After 20 minutes of tilting, inform the subject of the impending onset of LBNP to prevent a startle response. Then apply LBNP while still tilted at negative 20 millimeters of mercury for a further 10 minutes. After 10 minutes, increase the LBNP to negative 40 millimeters of mercury for another 10 minutes.
Then after 10 minutes, increase the LBNP to negative 60 millimeters of mercury and continue for another 10 minutes. At the end of this phase, turn off the LBNP orthostatic tolerance is defined as the time to pres syncope in minutes from the onset of the head up tilting phase. After the subject reports symptoms of pres syncope rapidly return the table to a supine or even slightly head down position to minimize the likelihood of syncope or asystole.
This image shows the blood pressure and the brachial and middle cerebral artery blood flow velocity before and after a test is terminated due to pres syncope. The test was terminated when the blood pressure decreased to 70 over 42 millimeters of mercury. After the test was terminated and the subject quickly returned to the supine position, the blood pressure and cerebral blood flow velocity were restored within five to six heartbeats.

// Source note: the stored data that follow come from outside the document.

PR #258, opened 2016-05-03
remove unnecessary passport local plugin default config

ballinette:
This default settings are already set within the plugin's configuration file, so it is not needed here.


scottinet:
+1

j33f:
+1

PR #260, opened 2016-05-09
Path plugins configuration now taken from plugins dir

scottinet:
The `package.json` file was taken from the `node_modules` directory even for plugins installed using the `--path` option.
This pull request fixes this by updating the plugin's configuration from its source directory instead.

It is still required to provide the absolute plugin path.

edit: found out that eslint was not checking the `bin/` directory, so I've added that. And fixed eslint errors.


benoitvidis:
+1

j33f:
+1

ballinette:
+1

PR #274, opened 2016-05-18
KUZ-541 Allow plugins to register an event on multiple functions

scottinet:
This pull request allows a plugin to be plugged on an event with different functions.

The `hooks` and `pipes` properties now accept either a string or an array of strings:
```js
{
  hooks: {
    'foo:bar': 'someMethod',
    'bar:foo': ['some', 'other', 'methods']
  }
}
```

Unit tests on worker plugins and on the `pluginsManager.run()` method have also been rewritten to use Sinon.js instead of the handmade mocks . Well... except for that humongous PM2 mock, I didn't have the courage to refactor this one.

### DIFF
--- a/lib/api/core/plugins/pluginsManager.js
+++ b/lib/api/core/plugins/pluginsManager.js
@@ -331,7 +331,7 @@ function initPipes (pipes, plugin, pipeWarnTime, pipeTimeout) {
 
       if (pipeTimeout) {
         pipeTimeoutTimer = setTimeout(() => {
-          var errorMsg = `Timeout error. Pipe plugin ${plugin.name} exceeded ${pipeTimeout} ms to execute. Aborting pipe`;
+          var errorMsg = `Timeout error. Pipe plugin ${plugin.name} exceeded ${pipeTimeout}ms to execute. Aborting pipe`;
           this.trigger('log:error', errorMsg);
 
           callback(new GatewayTimeoutError(errorMsg));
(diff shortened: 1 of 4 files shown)


lib/api/core/plugins/pluginsManager.js
```diff
@@ -313,60 +313,78 @@ function pm2Init (workers, pluginsWorker, isDummy) {
 }
 
 function initPipes (pipes, plugin, pipeWarnTime, pipeTimeout) {
-  if (plugin.config && plugin.config.pipeWarnTime !== undefined) {
-    pipeWarnTime = plugin.config.pipeWarnTime;
-  }
-  if (plugin.config && plugin.config.pipeTimeout !== undefined) {
-    pipeTimeout = plugin.config.pipeTimeout;
-  }
+  var register = (event, fn) => {
```
AnthonySendra: Generally, I'm not really comfortable with function creation inside other functions. It's just a personal point of view, but can we create instead a private function inside the same file? Something like:
`registerPipes`
`registerHooks`

I find it difficult to read and to understand. We can discuss if you're not agree.

ballinette:
+1

lib/api/core/plugins/pluginsManager.js
j33f: I agree

scottinet: I'm fine with this too. Inc another commit :-)

AnthonySendra:
+1

dbengsch:
lib/api/core/plugins/workerReady.js and its tests should also be adapted in order to call more than one function at a time (line 40 to 43)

The loss of the brachial signal was caused by the movement of the ultrasound probe due to the rapid movement of the table into the supine position. Returning the table to a slightly head down position of about negative 15 degrees may promote faster resolution of the presyncopal event. Once all variables have returned to the supine levels and any symptoms are resolved, remove the monitoring equipment.

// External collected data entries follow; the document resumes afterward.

PR #275, opened 2016-05-18
fix-KUZ-533 Update a user profile was buggy

j33f:
this is a quick fix before repositories / hydratation refactor

### DIFF
--- a/lib/api/core/auth/formatProcessing.js
+++ b/lib/api/core/auth/formatProcessing.js
@@ -64,8 +64,6 @@ module.exports = {
   formatUserForSerialization: function (kuzzle, user, hydrate) {
     return kuzzle.pluginsManager.trigger('security:formatUserForSerialization', user)
       .then(triggeredUser => {
-        var deferred = q.defer();
-        
         if (typeof triggeredUser.profile === 'string') {
           return kuzzle.repositories.profile.loadProfile(triggeredUser.profile)
             .then(profile => {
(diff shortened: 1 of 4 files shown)


ballinette:
+1

lib/api/core/auth/formatProcessing.js
```diff
@@ -64,7 +64,24 @@ module.exports = {
   formatUserForSerialization: function (kuzzle, user, hydrate) {
     return kuzzle.pluginsManager.trigger('security:formatUserForSerialization', user)
       .then(triggeredUser => {
-        var response = triggeredUser;
+        var deferred = q.defer();
```
scottinet: Avoid use of `defer()` when it can be avoided. This improves readability and limits the risks of unresolved promises.

In this case, this function can be written like this:
```js
       if (typeof triggeredUser.profile === 'string') {
         return kuzzle.repositories.profile.loadProfile(triggeredUser.profile)
           .then(profile => {
             triggeredUser.profile = profile;
             return q(triggeredUser);
           });
       }

       return q(triggeredUser);
```

j33f: as french people say : "Bien vu !"

stafyniaksacha:
As the issue raised in the pr #226 : 
> To reproduce the bug, just create a new user with admin profile, update it with anonymous profile. Then get it and see that the profile is switched to default.

Did you can write a test to ensure the resolution of the bug ?

j33f:
@stafyniaksacha I did can write tests, yep :)

xbill82:
:+1:

scottinet:
+1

Then after removing the LBNP chamber, remove the strap over the subject's legs and lower the foot plate to its original position. Ensure the subject is positioned with their feet on the plate before returning the table to an upright position, instruct the subject to tense his or her leg muscles throughout the transition to avoid any symptoms from reoccurring. As the table is tilted to facilitate getting up, ask the subject to sit after stepping off the table to ensure they are symptom free before leaving the laboratory.

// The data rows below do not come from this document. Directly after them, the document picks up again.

PR #277, opened 2016-05-20
[Beta] bugfix#263 - Hash filter's value to avoid '.' in it 

jenow:
Hash filter's values to avoid having a '.' character which causes a bug


stafyniaksacha:
+1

Typical values for orthostatic tolerance in healthy volunteers according to age and gender can be seen here. Patients with orthostatic intolerance, exhibit pres syncope earlier in the test with 85%ending the test within the negative 20 millimeters of mercury phase. Compared to 23%of controls, the threshold of normal is taken as the 20%incidence of syncope.
A representative response in an adult control is depicted here, beat to beat blood pressure, electrocardiogram, brachial, and cerebral blood flow velocity are shown during the orthostatic stress. A progressive barrow reflex mediated tachycardia and vasoconstriction can be seen. At pres syncope, the barrow reflex begins to fail and there is a drop in blood pressure and cerebral blood flow velocity.
Using this protocol, all subjects experience pres syncope and the definition of normal or abnormal responses is made largely based upon the time it takes to induce this reaction. The hemodynamic responses can also be qualified, and this is described in the manuscript text During this procedure. Other methods such as micrography or impedance plethysmography can be performed in order to provide additional information on sympathetic regulation of vascular resistance and the magnitude of fluid losses due to venous pooling or capillary filtration.
This technique is highly reproducible, has the ability to discriminate normal and abnormal responses with high sensitivity and specificity. It can provoke pres syncope in all subjects allowing for symptom recognition in patients with recurrent syncope. In a clinical setting, different types of syncope can be distinguished, allowing tailored treatment and management approaches.
The impact of interventions can be readily assessed with additional cardiovascular monitoring. Reflex responses can also be evaluated.